Mungo Soggot
The liquidators of mining company Amalia want to undertake a forensic audit into how the company raised money from the public, how the money was spent and whether insolvency laws were broken.
Auditors Coopers & Lybrand were called in to liquidate the company last month after a high court order which followed Amalia’s spectacular collapse on the Johannesburg Stock Exchange. The share was suspended after it had lost more than 90% of its value.
In his first report-back to the company’s creditors, liquidator Basil Nel says: “We consider it necessary at this stage to conduct an inquiry into the affairs of the company. It is our intention to conduct a forensic inquiry into the books and records to establish the basis on which shares in the company were offered to the public.”
The high court ordered Amalia Gold Mining & Exploration’s liquidation after an application by one of its largest creditors, Standard Bank, which is owed almost R7-million.
Nel’s initial investigation shows that Amalia’s main creditor is a company controlled by Amalia’s directors – Amalia Corporation.

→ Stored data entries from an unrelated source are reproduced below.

Issue #552, opened 2026-06-03
Show end-game screen


JorenC:
There is nothing to re-affirm a game ended. 

Now, it shows a (win/draw/loss) dialog every time you open the game (first time will be very good - don't expect people to open old games VERY often, minor annoyance, but a good reminder of the game output) - that shows the state of the game: 

<img width="1882" height="941" alt="Image" src="https://github.com/user-attachments/assets/9ff31496-87bb-4b73-aa84-3b89729b7af1" />
<img width="474" height="842" alt="Image" src="https://github.com/user-attachments/assets/2df7d3db-8b01-4b60-b2ea-a858a4ba33d5" />
<img width="1910" height="953" alt="Image" src="https://github.com/user-attachments/assets/63d1443d-f6f1-4b97-b753-113973d27320" />
<img width="1920" height="970" alt="Image" src="https://github.com/user-attachments/assets/1f0dd0b8-bbfa-4fb8-86c2-a74bbce728b7" />
<img width="1920" height="970" alt="Image" src="https://github.com/user-attachments/assets/c010934f-e934-4171-8304-7e3d67d8418a" />

PR #553, opened 2026-06-03
Game-end dialog

JorenC:
_This will now always open when a finished game is opened. To me, that is good behaviour - it adds another step, but it's also a reminder this game has ended. I don't believe people will be so bothered by going back to their old games so often that we need to adjust - we can complicate it with some form of counter in that case, but let's keep it simple for now. If game = ended then show results dialog when game is opened - simple, works always and everyone sees the right thing_

** note, I mocked up these results with claude so the surviving powers is not perfect - it will separate surviving powers from eliminated powers. **

Draw:
image

Draw mobile:
image

---

Victory mobile (how scrolling works):
image

Victory desktop:
image

----

Defeat desktop: (I belief you understand how mobile will look):
image

## Summary

- Adds a `GameEndDialog` component that shows a full-screen overlay when a player visits a completed game
- Displays victory/draw/defeat result with background imagery, a flavour blurb, and a supply-centre leaderboard
- For draw games, splits the leaderboard into "Surviving powers" and "Eliminated" sections

## Test plan

- [ ] Open a completed game as the solo winner → Victory dialog with flat SC leaderboard
- [ ] Open a completed game as a defeated player (solo win) → Defeat dialog with flat SC leaderboard
- [ ] Open a completed game that ended in a draw, as a surviving power → Draw dialog with survivor/eliminated sections
- [ ] Open a completed game that ended in a draw, as an eliminated player → Defeat dialog with survivor/eliminated sections
- [ ] Dismiss the dialog → it stays dismissed for the session; reopening the same game remounts and shows it again (expected)
- [ ] Open an active game → no dialog


JorenC:
Fixes #552

JorenC:
Updated screenshots, better design

johnpooch:
@JorenC I'm going to close this pull request not because it is a bad idea or anything like that, but because it has gone stale. 

I like the idea of having a game result dialogue. I'm unsure about the images that we're using in the dialogue. I don't know if it makes sense for variance beyond the classical variant. I also think the imagery is a little bit depressing, but that's just a personal opinion. Also, the caption that appears in the dialogue is Europe specific, which I don't think makes sense for other variants. 

My preference would be to make the dialogue a little bit more simple by removing stuff that relates to Europe and the classical variant. 

I would also recommend that as much of the logic in the dialog as possible is moved onto the backend so that the dialog is a dumb renderer. 

Another thought, though I suspect you'll disagree with me. Generally speaking, I don't like dialogues very much. I find them to be a kind of awkward UI. I wonder if we could use the left panel to render the game results whenever a game is finished. I think on mobile there's definitely space for an additional bottom tab when the game is completed, and it would definitely fit on desktop.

Amalia directors set up an elaborate funding scheme using companies run by the same directors, which ensures they are first in line for the proceeds from the company’s liquidation. The complicated web of companies that make up Amalia includes two management companies, run by the same directors, which received the proceeds of shares sold in Amalia and its offshore branch, Commonwealth Gold.
ComGold owes Amalia more than R4,5-million – Amalia’s largest single debtor. It is listed on a small exchange in London called the Offex. ComGold’s share has collapsed after it emerged that its main drawcard – an exclusive deal to develop the mineral resources of Liberia – is unlikely to materialise.
Other than Amalia Gold Mining’s gold mine in Schweizer-Reneke, North West, its main asset is 63-million shares in ComGold.
“It is our intention to establish the negotiability of the 63-million shares in ComGold, taking into account the large number of shares and the bad publicity the Amalia Group of companies have received locally and abroad,” Nel says.
Amalia’s fate now appears to hang on a visit from representatives of Commonwealth Gold’s substantial Swiss shareholding, who arrive in Johannesburg on Monday.
Directors have raised the hope that the Swiss Bank will put together a rescue package. Director Gerhard Potgieter says one of the conditions for such a lifeboat would be a shake-up of the current board – including the departure of finance director Peter Trickey. Nel says he will hold fire on the liquidation until he meets a representative from the Swiss delegation.
Meanwhile, local shareholders in Amalia are preparing to pump more money into the company. An Amalia director confirmed this week that “various shareholders” were discussing bailing out the company.
Most mining analysts have laughed off the company, which has a large number of farmers as shareholders.
Fred Rundle, a representative of some of the shareholders and an Afrikaner Weerstandsbeweging representative, said this week: “It is ludicrous to put more money in with a board that has no credibility. All they did was start a maze of companies which confused the shareholders.”
The police are investigating the possibility of fraud by the company, which insists it has been sabotaged by rogue employees and rival players keen to hijack its lucrative Liberian rights.